Dharanidhar Medical College and Hospital
- Other name: Kendujhar Medical College
- Motto: Citius Altius Fortius
- Type: Medical college and hospital
- Established: 2022; 4 years ago
- Affiliations: Odisha University of Health Sciences
- Principal: Dr. Chinmayi Mohapatra
- Location: Kendujhar, Odisha, India
- Website: https://gmchkeonjhar.odisha.gov.in/

= Dharanidhar Medical College and Hospital =

Hospital in Odisha, India

Dharanidhar Medical College and Hospital (DMCH), Kendujhar, formerly known as Government Medical College and Hospital, Kendujhar, is a tertiary government medical college and hospital.
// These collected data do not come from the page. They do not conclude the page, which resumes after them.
PR #471, opened 2024-01-09
Wrapper of options

ta440:
This adds the ability to apply the different wrapper options of EmbeddedDG and Recovery to different tracers/prognostic variables in the transport step. This will enable tracers to live in different spaces and will fix a current compatibility issue where a DG and theta tracer can't both be used within the CoupledTransportEquation with respective sublimiters, as the ThetaLimiter requires the use of EmbeddedDG.
 
This is implemented by defining a new dictionary wrapper 'MixedOptions' which will store the individual wrapper options of the transported variables. Tracers have different options, or may have none defined at all. Currently, SUPG has not been implemented as an option for a tracer.

A new test file, 'test_mixed_fs_options.py' is made to test combinations of these different options for two tracers solved with a CoupledTransportEquation. Limiters are also used on all these tests. As this new script includes the DG1-DG1_equispaced combination, this test has been removed from the 'test_limiters.py' file.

It is located at Kendujhar district, Odisha. The college imparts the degree Bachelor of Medicine and Bachelor of Surgery (MBBS) as well as specialized degrees. The hospital associated with the college is one of the largest in the Kendujhar district. Selection to the college is based on merit through the National Eligibility and Entrance Test. The yearly undergraduate student intake is 100.

==Courses==
Dharanidhar Medical College and Hospital undertakes education and training of students in MBBS courses.

==Affiliations==
The college is affiliated with the Odisha University of Health Sciences and recognized by the National Medical Commission.